How to complete this task —
Work out how many lines below contain the word "caBundle", then give that number alone.

•••••

PR #7188, opened 2020-04-29
account for istiod scenario when troubleshooting mutatingwebhooks

tariq1890:


content/en/docs/ops/common-problems/injection/index.md
```diff
@@ -141,23 +141,37 @@ Warning  FailedCreate  3m (x17 over 8m)  replicaset-controller  Error creating:
 caused by an empty `caBundle` in the webhook configuration.
 
 Verify the `caBundle` in the `mutatingwebhookconfiguration` matches the
-   root certificate mounted in the `istio-sidecar-injector` pod.
+   root certificate mounted in the `istio-sidecar-injector` or `istiod`(if you're using istiod) pod.
```
frankbu, line 144: Do we need to document this (and the other changes, below) two ways? Can't it just be switched to `istiod` now?
```suggestion
   root certificate mounted in the `iistiod` pod.
```

howardjohn: Istiod is the only option in 1.6

tariq1890: ok

tariq1890:
What up with the netlify?

tariq1890:
@frankbu Thanks for merging the PR. Why did netlify fail?

frankbu:
@tariq1890 Don't know why, but netlify just seems to randomly fail sometimes, but currently the only way to rerun it is by pushing another commit, which is not very good if there's nothing else that needs to change in the PR. https://istio.slack.com/archives/C50V5EATT/p1588173408150300

PR #7204, opened 2020-04-30
Add linkinator to replace htmlproofer and increase linting speed

davidhauck:
Replacing htmlproofer with linkinator. Linkinator runs much faster than htmlproofer. On my computer, htmlproofer took close to 10 minutes. linkinator takes around 30s to 1 minute. Htmlproofer is still used for html validation and a few other things, though that only takes a couple of seconds to run.

Linkinator currently does not have a way to only run against certain files. This means we can't only run against english files at the moment. This is a feature that can be added to linkinator in the future. I think the speed increase would be worth it for now, and then we can add the ability to only scan english files in the future.

The scripts/grab_reference_docs.sh script is also edited to have a consistent format for linking. Links now point to directories correctly as opposed to html files directly and relying on aliases / redirects.

There were also quite a few broken links that were found and fixed in this PR.


content/en/blog/2019/webhook/index.md
```diff
@@ -37,4 +37,4 @@ will not be able to alter the webhook configurations.
 and that the certificate chain used by the webhook server is valid. This reduces the errors
 that can occur before a server is ready or if a server has invalid certificates.
 
-To try this new feature, refer to the [Istio webhook management task](https://archive.istio.io/1.4/docs/tasks/security/webhook).
\ No newline at end of file
+To try this new feature, refer to the [Istio webhook management task](https://archive.istio.io/v1.4/docs/tasks/security/webhook).
```
frankbu, line 40: It's good that it caught broken links like this, but I'm wondering why it did. I think that the reason that htmlproofer missed it was because we have explicitly disabled checking of links to various sites, and most recently to external sites in general, because we have too many broken builds caused by temporary outages or other changes in sites we have no control over. I'm wondering if linkinator has an equivalent feature (ignore links to certain sites, or external sites in general). If not, we may end up being frustrated again by regular build failures.

frankbu:
I see this in the lint output:
```
Checking 3 external links...
Ran on 1360 files!

Running linkinator...
🤖 Successfully scanned 2839 links in 32.24 seconds.
```
32.24 seconds ... Nice!
The Checking 3 external links message seems strange though. Do you know what that's about?

davidhauck:
@frankbu HTML-Proofer seems to be looking at some external links for some reason. I'm not exactly sure why that would be happening since it's not running a link checker, so I'll look into that.

content/en/blog/2019/webhook/index.md
davidhauck: yes, if you look at lint_site.sh:183, we are ignoring the regex "^((?!localhost).)*$". This essentially ignores any site that isn't local. The new code is still respecting the CHECK_EXTERNAL_LINKS variable

davidhauck:
@frankbu Those three links are from the script checker in htmlproofer. That's making sure the external scripts we are referencing are valid. This is probably a good check to keep in place, as they are important scripts to run the site correctly.

PR #7206, opened 2020-04-30
update for istio users why gloo

christian-posta:
Clarify benefits to Istio users of using Gloo, hence the SDS integration

@dcberg


content/en/blog/2020/istio-sds-gloo/index.md
```diff
@@ -7,7 +7,7 @@ attribution: "Christian Posta (Solo.io)"
...
...nagement/request_processing/direct_response_action/), and [Open API Spec/Swagger and gRPC discovery](https://docs.solo.io/gloo/latest/installation/advanced_configuration/fds_mode/). This benefits an Istio user by having API Gateway capabilities at the edge of your mesh (or multiple clusters of a mesh) without having to try and hack this into the Istio ingress gateway with Lua, etc. [Gloo Enterprise](https://www.solo.io/products/gloo/) supports more sophisticated security edge requirements like [OIDC authentication](https://docs.solo.io/gloo/latest/guides/security/auth/oauth/), [OPA authorization](https://docs.solo.io/gloo/latest/guides/security/auth/opa/), [Web Application Fire walling (WAF)](https://docs.solo.io/gloo/latest/guides/security/waf/), rate limiting and others. There is also a custom-auth framework for building your own edge security protocols (common ones like non-standard security handshakes, HMAC, etc) into the ext-auth server that Gloo uses. A lot of Gloo users put Gloo at the edge for North/South concerns and [integrate with Istio for east-west traffic management](https://www.solo.io/blog/using-gloo-as-an-ingress-gateway-with-istio-and-mtls-updated-for-istio-1-1/).
```
elysdir, line 10: "to try and hack this into the Istio ingress gateway"

I would say that the phrase "try and" is more informal than we usually aim for; consider "try to" instead?

I might also suggest using a more specific term than "hack", but if you think the core audience for this will understand clearly what you mean by "hack this into", then fine to leave alone.

elysdir, line 10: I see that "North/South" here uses capital letters and a slash, while "east-west" uses lowercase letters and a hyphen. Is that difference intentional? If not, then I recommend using consistent capitalization and punctuation here. ...When I do a web search for related terms, I'm not seeing a lot of consistency across sites, but I think lowercase is more common than uppercase. I'm not sure which punctuation is best; up to you which to use, I think.

PR #7209, opened 2020-04-30
Restructure the cert management tasks.

myidpt:
Move the following two tasks under the `Security/Certificate Management` section:

* Plugging in existing CA Certificates
* Istio DNS Certificate Management


frankbu:
@myidpt You also need to fix the test programs for these moved docs.
```
    TestDNSCert: script.go:369: script scripts/dns_cert.txt returned an error: exit status 1. Output:
        bash: line 22: /home/prow/go/src/istio.io/istio.io/content/en/docs/tasks/security/dns-cert/snips.sh: No such file or directory
    TestDNSCert: script.go:369: script cleanup.sh returned an error: exit status 127. Output:
        bash: line 3: /home/prow/go/src/istio.io/istio.io/content/en/docs/tasks/security/dns-cert/snips.sh: No such file or directory

    TestPluginCACert: script.go:369: script create_ns_foo_with_httpbin_sleep.sh returned an error: exit status 1. Output:
        bash: line 6: /home/prow/go/src/istio.io/istio.io/content/en/docs/tasks/security/plugin-ca-cert/snips.sh: No such file or directory
    TestPluginCACert: script.go:369: script cleanup.sh returned an error: exit status 127. Output:
        bash: line 3: /home/prow/go/src/istio.io/istio.io/content/en/docs/tasks/security/plugin-ca-cert/snips.sh: No such file or 
```

frankbu:
@myidpt one more
```
    TestDNSCert: script.go:369: script scripts/dns_cert.txt returned an error: exit status 1. Output:
        bash: line 22: /home/prow/go/src/istio.io/istio.io/content/en/docs/tasks/security/dns-cert/snips.sh: No such file or directory
```

myidpt:
@frankbu Hi Frank, do you have any idea why I get this lint error?
```
- ./public/about/log/index.html
  *  2249:32: ERROR: ID id_2020_05 already defined (line 2249)
  *  2291:32: ERROR: ID id_2020_04 already defined (line 2291)
```
It seems the auto-generated log file contains errors. It's confusing to me.

ericvn:
You might want to do a `make shell` and within the shell do the `make lint` and then look at the file in question to see if that helps. I know when I need to figure out what line 72000 in the generated file points to, that's helped in the past.

content/en/docs/tasks/security/cert-management/plugin-ca-cert/index.md
```diff
@@ -4,7 +4,7 @@ description: Shows how system administrators can configure Istio's CA with an ex
 weight: 80
 keywords: [security,certificates]
 aliases:
-    - /docs/tasks/security/plugin-ca-cert/
+    - /docs/tasks/security/cert-management/plugin-ca-cert/
```
frankbu, line 7: This is wrong. An alias is the old location of a moved file.
```suggestion
    - /docs/tasks/security/plugin-ca-cert/
```

frankbu: Also note that you need to add an alias to the other doc you moved. Add the following a the top of `/docs/tasks/security/cert-management/dns-cert/index.md`.
```
aliases:
    - /docs/tasks/security/dns-cert/
```

frankbu:
@myidpt 
> It seems the auto-generated log file contains errors. It's confusing to me.

Yes, I agree this is confusing. It looks like the log generator is getting messed up, but I can't see anything wrong with your PR. I wonder if it's a bug in the generator, or maybe a branch incompatibility issue.

Either way, please make the alias changes, I suggested above, and then I will force merge your PR. Hopefully the log generator problem will go away after that, but if not, we can fix the generator bug in a separate PR.

content/en/docs/tasks/security/cert-management/plugin-ca-cert/index.md
myidpt: Sure. I'll do that.

frankbu:
Looks to me like there is a bug in the change log generator, causing the lint error. Seems like a timing issue where a commit for this PR is not in the same month as the latest merged commits. Notice in the preview, how the 04/30 (Fix references) commit is starting a new 04 table, above the 05 table that already exists for a different merged commit.

image

If so, I wonder if we're seeing this because @davidhauck changed the way htmlproofer is being invoked now? Maybe before it never spotted this issue?

@geeknoid WDYT?

frankbu:
I'm going to force merge this PR to see if the change log gens correctly after merging.

davidhauck:
I don't think this is caused by the changes to htmlproofer. The only thing I did is have htmlproofer skip the link checking step, everything else is working the same as before

frankbu:
So, after merging, the [change log](https://preliminary.istio.io/about/log/) is fine, so it really is just a problem with the generated preview. If it's a timing bug in the generator, it's strange that we've never noticed it before, esp. if htmlproofer was always doing these checks as @davidhauck confirmed. It would seem like this could happen early on in every new month ????

PR #7211, opened 2020-05-01
Update automated test TAG to match go.mod istio commit

ericvn:
Currently the tests are using the `latest` TAG which varies as builds are done, and was pointing to a 1.7 image earlier. This will get the test to use a known image that matches the go.mod commit for istio/istio, which will hopefully get test passage better (only a few flakey tests).


frankbu:
This one seems to work pretty well, but we need a policy about what builds the doc framework tests against. How and when do we change this, or can we come up with an automated way to change when appropriate? We need a way to make sure it's only using good (endorsed) builds. That said, we also need to make sure we catch istio/istio changes that break docs quickly.

PR #7212, opened 2020-05-01
Remove extraneous operator repo from grab_reference_docs.sh

ericvn:
I also ran the script manually to pick up recent changes. Changing the script did not change the manual changes.


ericvn:
@frankbu This one is also ready to go and should fix the failing automation task (fails since the operator directory was removed in an istio/istio PR).

PR #10332, opened 2021-09-14
add task for JWT claim based routing

yangminzhu:
The doc is ready for review, the test will fail until the PR https://github.com/istio/istio/pull/34974 gets merged.

- [ ] Docs
- [ ] Installation
- [x] Networking
- [ ] Policies and Telemetry
- [x] Security
- [ ] Test and Release
- [ ] User Experience

### DIFF
--- a/content/en/docs/tasks/traffic-management/ingress/ingress-control/index.md
+++ b/content/en/docs/tasks/traffic-management/ingress/ingress-control/index.md
@@ -224,6 +224,126 @@ Let's see how you can configure a `Gateway` on port 80 for HTTP traffic.
     ...
     {{< /text >}}
 
+## Configuring ingress routing based on JWT claims
+
+The Istio ingress gateway also supports routing based on authenticated JWT, which is useful for routing based on end user
+identity and more secure compared using the unauthenticated HTTP attributes (e.g. path or header).
+
+This section describes how to configure the ingress gateway to route based on JWT claims.
+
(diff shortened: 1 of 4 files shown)


yangminzhu:
> Useful content. Putting it between "Configuring ingress using an Istio gateway" and "Accessing ingress services using a browser" sections breaks the flow of the page.
> 
> I think this section should be moved to a different page: https://istio.io/latest/docs/tasks/security/authorization/authz-jwt/

Thanks for the review, I'm fine to move this to wherever the proper place but I think the https://istio.io/latest/docs/tasks/security/authorization/authz-jwt/ is a little bit strange as this task does not use any of the authorization policies.

My preference is still to put this under networking tasks as this is more about routing but security is fine to me, we can add a new one if that is better. @howardjohn @costinm @liminw please also let me know what you think, thanks.

howardjohn:
I agree it should be under security section. Or at the very least, not on this page - if we really want it on traffic management we can put it on its own page (preferably not under ingress/). This doc is like the #3 viewed istio.io page, we should keep it as small as possible.

rvennam:
@yangminzhu Could you move this to security or a new page under traffic mgmt?

yangminzhu:
> @yangminzhu Could you move this to security or a new page under traffic mgmt?

yeah, will move to security once the implementation PR is merged

yangminzhu:
@myidpt @liminw moved the task to security page, ptal, thanks.

PR #10349, opened 2021-09-16
Fix grafana dashboard URLS after grafana update

ericvn:

https://github.com/istio/istio/pull/35196 updated the Grafana version installed by the samples. This caused the `using-istio-dashboard` test to fail as it's URL has changed. I updated the URLS in the index.md to match what I am seeing as well as in the test.sh.

- [ ] Docs
- [ ] Installation
- [ ] Networking
- [ ] Policies and Telemetry
- [ ] Security
- [ ] Test and Release
- [ ] User Experience

### DIFF
--- a/content/en/docs/tasks/observability/metrics/using-istio-dashboard/index.md
+++ b/content/en/docs/tasks/observability/metrics/using-istio-dashboard/index.md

•••••

Reply to the task —
2